For all those who are pointing out the positive aspects of loneliness, please remember that things can be pushed too far.

How many of you have nobody to come home to? No families? How many lost their families early in life and have had to essentially had to figure things out for themselves?

For how many of you is Christmas dinner throwing a TV dinner in the oven?

How many of you have to dread social occasions where everyone else has someone to accompany them and you don't? Or have to hear the whispers behind your back (or even in front of your face) of "Is he/she gay?"

How many people have been lied to and stabbed in the back by people who say that to find the right person "just be a virtuous person and the right person will recognize it" only to find out that they prefer fornicating bums (and if they do get their brains straightened out they are a bunch of disease-ridden people who can't give you the 100% that you are giving them?)?

How many of you have nobody - parents, siblings, nobody? How many of you will have children who will never be able to meet some of the older generation because they will have passed?
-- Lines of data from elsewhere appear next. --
PR #355, opened 2022-03-21
ENH: Refactor DataDifferencer to reduce duplicate code.

GuySartorelli:
Also remove cloning where it isn't necessary.

@michalkleiner per our discussion starting in [this comment](https://github.com/silverstripe/silverstripe-versioned/pull/354#issuecomment-1068788809) on #354.

I didn't make a separate method in the end because the list of diffed fields is exactly what is returned by `changedFieldNames`.

### DIFF
--- a/src/DataDifferencer.php
+++ b/src/DataDifferencer.php
@@ -19,7 +19,7 @@ use SilverStripe\View\ViewableData;
  * <code>
  * $fromRecord = Versioned::get_version('SiteTree', $pageID, $fromVersion);
  * $toRecord = Versioned::get_version('SiteTree, $pageID, $toVersion);
- * $diff = new DataDifferencer($fromRecord, $toRecord);
+ * $diff = DataDifferencer::create($fromRecord, $toRecord);
  * </code>
  *
  * And then it can be used in a number of ways.  You can use the ChangedFields() method in a template:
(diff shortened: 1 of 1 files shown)


src/DataDifferencer.php
```diff
@@ -208,45 +208,32 @@ protected function getObjectDisplay($object = null)
      */
     public function ChangedFields()
     {
+        $base = $this->fromRecord ?: $this->toRecord;
         $changedFields = new ArrayList();
```
michalkleiner, line 212:
```suggestion
        $changedFields = ArrayList::create();
```

src/DataDifferencer.php
```diff
@@ -208,45 +208,32 @@ protected function getObjectDisplay($object = null)
...
                 }
-                $changedFields->push(new ArrayData([
-                    'Name' => $field,
-                    'Title' => $base->fieldLabel($field),
-                    'Diff' => $fieldDiff,
-                    'From' => $this->fromRecord ? $this->fromRecord->$field : null,
-                    'To' => $this->toRecord ? $this->toRecord->$field : null,
-                ]));
             }
+            $changedFields->push(new ArrayData([
```
michalkleiner, line 230:
```suggestion
            $changedFields->push(ArrayData::create([
```

michalkleiner (commented):
Nice, that looks tidier.
Could you also please update to use the `::create` syntax since we're touching this.

GuySartorelli:
Yeah can do. I noticed that and only left it alone because one of the things I aim on doing is a global overhaul of replacing `new` with `create` in all the repositories. But I have no problem doing this one as part of this PR :)

GuySartorelli:
I've replaced instances of the `new` keyword in this class with dependency injection for `Injectable` classes.

michalkleiner (approved):

PR #358, opened 2022-04-11
ENH Various fixes for PHP 8.1 compatibility

emteknetnz:
Issue https://github.com/silverstripe/silverstripe-framework/issues/10250

### DIFF
--- a/src/Versioned.php
+++ b/src/Versioned.php
@@ -655,6 +655,9 @@ class Versioned extends DataExtension implements TemplateGlobalProvider, Resetta
         // We can ONLY promote a filter on the primary key of the base table. Any other conditions will make the
         // version returned incorrect, as we are filtering out version that may be the latest (and correct) version
         foreach ($baseQuery->getWhere() as $condition) {
+            if (is_object($condition)) {
+                continue;
+            }
             $conditionClause = key($condition);
             // Pull out the table and field for this condition. We'll skip anything we can't parse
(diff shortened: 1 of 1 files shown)


GuySartorelli:
Gonna need a bit of context before I can approve this one - what class were the objects that were coming through? [`key()`](https://www.php.net/manual/en/function.key.php) and [`reset()`](https://www.php.net/manual/en/function.reset.php) take an array or an object - what was the deprecation warning for this one?

emteknetnz:
In php8.1, passing in an object was deprecated
https://www.php.net/manual/en/function.key.php#refsect1-function.key-changelog

From memory it was mostly an array coming in that was the key was the 'WHERE' portion of an sql clause

When it was an object coming in, it was a `DataQuery_SubGroup`.  However in this context we can ignore it because it's a subquery being passed in, and based on the inline comments above this block

```
        // Parse "where" conditions to find those appropriate to be "promoted" into an inner join
        // We can ONLY promote a filter on the primary key of the base table. Any other conditions will make the
        // version returned incorrect, as we are filtering out version that may be the latest (and correct) version
```
it doesn't seem like a the contents of a subquery should be used to 'promote' something to an inner join

it also would fail this test pre 8.1:

if (preg_match('/^"([^"]+)"\."([^"]+)"/', $conditionClause, $matches) !== 1) {

As `$conditionClass` is supposed to be someting like `"SiteTree"."Title"`

GuySartorelli (approved):
> it also would fail this test pre 8.1
That's what won me over :p
LGTM.

PR #361, opened 2022-05-12
Optionally disable checking canViewStage when using History tab

elliot-sawyer:
I'm having a strange issue with the History tab where on some records, it fails to show and displays a never-ending CMS logo. When I commented out these lines, the problem resolved itself. I'm unsure of the cause, but when logged in as an admin it seems to be a case of an Admin not being able to view a draft. That shouldn't be possible, but in any event, a good fix would be to wrap it in a config setting and allow a developer to override it if needed.

I considered subclassing it and replacing with Injector, but ReadVersions is invoked with `new ReadVersions` instead of `ReadVersions::create`, so that option isn't available here.

### DIFF
--- a/_legacy/GraphQL/Operations/ReadVersions.php
+++ b/_legacy/GraphQL/Operations/ReadVersions.php
@@ -4,6 +4,7 @@ namespace SilverStripe\Versioned\GraphQL\Operations;
 
 use Exception;
 use GraphQL\Type\Definition\ResolveInfo;
+use SilverStripe\Core\Config\Configurable;
 use SilverStripe\GraphQL\OperationResolver;
 use SilverStripe\GraphQL\Scaffolding\Scaffolders\ListQueryScaffolder;
 use SilverStripe\ORM\DataObject;
@@ -22,6 +23,10 @@ if (!class_exists(ListQueryScaffolder::class)) {
  */
 class ReadVersions extends ListQueryScaffolder implements OperationResolver
 {
+    use Configurable;
+
+    //disable checking of drafts on object->canViewStage
+    private static $disable_draft_visibility_check = false;
     /**
      * ReadOperationScaffolder constructor.
      *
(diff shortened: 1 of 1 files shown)


kinglozzer:
I think we should try to fix this rather than hide broken code behind a config flag. First thing that springs to mind - is `$context['currentUser']` empty?

elliot-sawyer:
When I dumped it out, it was Default Admin, member id #1

GuySartorelli:
Sounds like it's this issue: silverstripe/silverstripe-cms#2738

elliot-sawyer:
I actually raised that issue thinking the move to GraphQL 4 might resolve it, but seems unrelated. That issue occurs on a default install with a freshly created database.

elliot-sawyer:
Does it need fixing? ReadVersions is marked as deprecated, and so is the DataObjectScaffolderExtension invoking it. I would love to move to 4.11 and use GQL 4, but can't due to the issue @GuySartorelli pointed out.

Would replacing `new ReadVersions` with `ReadVersions::create` in the extensions and the tests make an acceptable PR? That way I can subclass ReadVersions with the Injector and replace it with my own logic.  It's a no-op for everybody else.

GuySartorelli:
I can't reproduce the issue.

>  It's a no-op for everybody else.
Do you mean to say you're the only person affected? I wouldn't feel right merging in a fix that only affects a single person. Do you have some custom code that is resulting in this problem? If so, it would definitely be better if you amend that custom code.

elliot-sawyer:
It actually benefits everybody else, because it makes the framework and its modules more extensible. I can't see a reason why this particular part of the modules is still using `new` when practically everything else has switched to `::create`. How is that any different from adding an extension hook to any other method?

GuySartorelli:
@elliot-sawyer Is this resolved by flushing, like with the linked issue?

elliot-sawyer:
Unfortunately not, this one happens locally and on a UAT server, reported by the client

GuySartorelli:
> I can't see a reason why this particular part of the modules is still using `new` when practically everything else has switched to `::create`

There's a whole discussion to be had about that (check out silverstripe/silverstripe-framework#10269)
The short version is: If you create a PR to replace the use of the `new` keyword with using injection to instantiate a class that uses the `Injectable` trait, it will probably get merged.

I think we should probably close _this_ PR though for reasons already mentioned in other comments above. Feel free to reopen this PR if you have objections to that (and can respond to the above reasoning).

elliot-sawyer:
Long story short: I ran into issues with this portion of the query because my HomePage was extending SiteTree instead of Page

elliot-sawyer:
The docs say it should work on all SiteTree objects automatically, but it seems it only works on Page automatically. Unsure if the docs are incorrect, or if this is a bug, so raised an issue about this here: https://github.com/silverstripe/silverstripe-versioned/issues/363.

PR #364, opened 2022-06-16
FIX comparing versions when class changes (#363)

### LINKED ISSUE #363: HistoryViewer doesn't work when pagetype extends SiteTree
Context: https://github.com/silverstripe/silverstripe-versioned/pull/361

According to the docs, [history viewer should be enabled for SiteTree objects and DataObjects automatically](https://docs.silverstripe.org/en/4/developer_guides/model/versioning/#using-the-history-viewer). However, the graphql query utilised by ReadVersions is calling on Pages, and its subclasses, to render the view. This means if you have a pagetype that extends SiteTree directly, the HistoryViewer will not render with the following error returned by the /graphql endpoint

```
message: "Cannot view versions on Page", code: 0, file: "/path/to/ss411/vendor/silverstripe/versioned/src/GraphQL/Resolvers/VersionedResolver.php", … }
message	"Cannot view versions on Page"
code	0
file	"/home/elliotsawyer/Sites/ss411/vendor/silverstripe/versioned/src/GraphQL/Resolvers/VersionedResolver.php"
line	79
```

Working with @unclecheese on Slack, we determined the issue was at DataQuery line 313. For some reason, the query is getting all subclasses of Page, rather than subclasses of SiteTree. :
```
                $classNames = ClassInfo::subclassesFor($this->dataClass);
                $classNamesPlaceholders = DB::placeholders($classNames);
```

If the documentation is correct, I'd expect this to be a bug? Otherwise, should the docs be updated to say "History Viewer should be enabled for Page objects ..."?

Reproduction steps on 4.11

1. `composer create-project silverstripe/installer 4.11.0-beta1`
2. create a pagetype `class HomePage extends SiteTree` with one $db field `$db = ['Test' => 'Varchar(32)'];` and `$table_name = 'HomePage';`
3. dev/build
4. By default, Home is a "Page" type
5. View History tab, observe that it's working
6. Change Page type to "Home Page' in Settings and publish
7. View History tab, observe that it's not working

wilr:
Fixes #363

### DIFF
--- a/src/Versioned.php
+++ b/src/Versioned.php
@@ -1688,7 +1688,7 @@ SQL
 
         // If we weren't definitely loaded from live, and we can't view non-live content, we need to
         // check to make sure this version is the live version and so can be viewed
-        $latestVersion = Versioned::get_versionnumber_by_stage(get_class($owner), static::LIVE, $owner->ID);
+        $latestVersion = Versioned::get_versionnumber_by_stage($this->owner->baseClass(), static::LIVE, $owner->ID);
         if ($latestVersion == $owner->Version) {
             // Even if this is loaded from a non-live stage, this is the live version
             return true;
@@ -1730,7 +1730,8 @@ SQL
             Versioned::set_stage($stage);
 
             $owner = $this->owner;
-            $versionFromStage = DataObject::get(get_class($owner))->byID($owner->ID);
+            $baseClass = DataObject::getSchema()->baseDataClass($owner);
+            $versionFromStage = DataObject::get($baseClass)->byID($owner->ID);
 
             return $versionFromStage ? $versionFromStage->canView($member) : false;
         });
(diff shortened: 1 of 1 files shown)


michalkleiner:
Does this need any migration script to update the db records from record classes to their base classes?

wilr:
@michalkleiner not that I would imagine. Every `HomePage` should already have a `SiteTree` record. Travis isn't happy but not sure if that's a pre-existing issue.

GuySartorelli:
Travis isn't happy because it's trying to install `silverstripe-installer` 4.11 - this is a known problem with the travis setup, but we're aiming to swap to github actions in the next week or so so if you're okay with waiting for that it's probably easier than fixing travis for this PR and then reverting the fix on merge-up.

kinglozzer (approved):
Tested this locally and confirmed it fixes https://github.com/silverstripe/silverstripe-versioned/issues/363 in our projects

GuySartorelli:
Force pushed to get the new CI running against this PR.

kinglozzer:
@GuySartorelli is this mergeable with the Travis error as long as the Github Actions CI builds are passing?

GuySartorelli:
Yup. The Travis error is just because it can't find the correct version of installer, which isn't something we're going to resolve for Travis. We're only keeping Travis around for now as a point of comparison, which only applies on the default (and _maybe_ 4.11) branch.

If GitHub actions is passing then that's the main thing.

GuySartorelli (approved):

GuySartorelli:
@wilr released as [1.10.2](https://github.com/silverstripe/silverstripe-versioned/releases/tag/1.10.2)

PR #368, opened 2022-08-06
API Migrate SilverStripeNagivator

GuySartorelli:
These `SilverStripeNavigatorItem` subclasses are useful for `Versioned` objects without requiring `silverstripe/cms`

For how many of you will death be like that man on the NW side of Chicago who was dead for four years and nobody knew about it because he had no family?

For how many of you, in order to obey God, have you had to suppress your feelings for so long that you may not be able to get them back?

For how many of you have you been alone so long that you don't know anything else, and even if God dropped the VCS (virgin Catholic supermodel) you wouldn't know what to do? How many of you are so used to it, like a battered wife is so used to her husband's beatings that she knows nothing else?

For those who preach chastity, are you yourselves virgins, or were virgins on your wedding night? If you are not, do believe you know more than those who have held out longer than you?

Trust me, I've been dealing with some of these issues longer than some of you kids have been alive, so take it from someone who has some experience in these matters.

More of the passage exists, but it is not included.